**Problem requirements**
Copy out each line featuring the string "securedrop" from the entries beneath.

**Given records**

PR #147, opened 2018-11-10
securedrop-client 0.0.5

redshiftzero:
for building new packages that are using the latest SDK

### DIFF
--- a/requirements.txt
+++ b/requirements.txt
@@ -9,7 +9,7 @@ pathlib2==2.3.2
 python-dateutil==2.7.5
 python-editor==1.0.3
 requests==2.20.0
-securedrop-sdk==0.0.3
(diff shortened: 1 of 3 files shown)


kushaldas:
@redshiftzero I guess latest means `securedrop-sdk==0.0.3` ?

redshiftzero:
ah nope we made a 0.0.4 release @kushaldas

kushaldas:
@redshiftzero then this commit should also update the `requirements.txt` and also `Pipfile.lock`.

redshiftzero:
(Pipfile.lock was updated in #143)

redshiftzero:
recapping some discussion earlier in gitter: we should generate requirements.txt (used only for build) at the time of building the wheel packages, and this step should be automated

**Written reply**
securedrop-client 0.0.5
-securedrop-sdk==0.0.3
@redshiftzero I guess latest means `securedrop-sdk==0.0.3` ?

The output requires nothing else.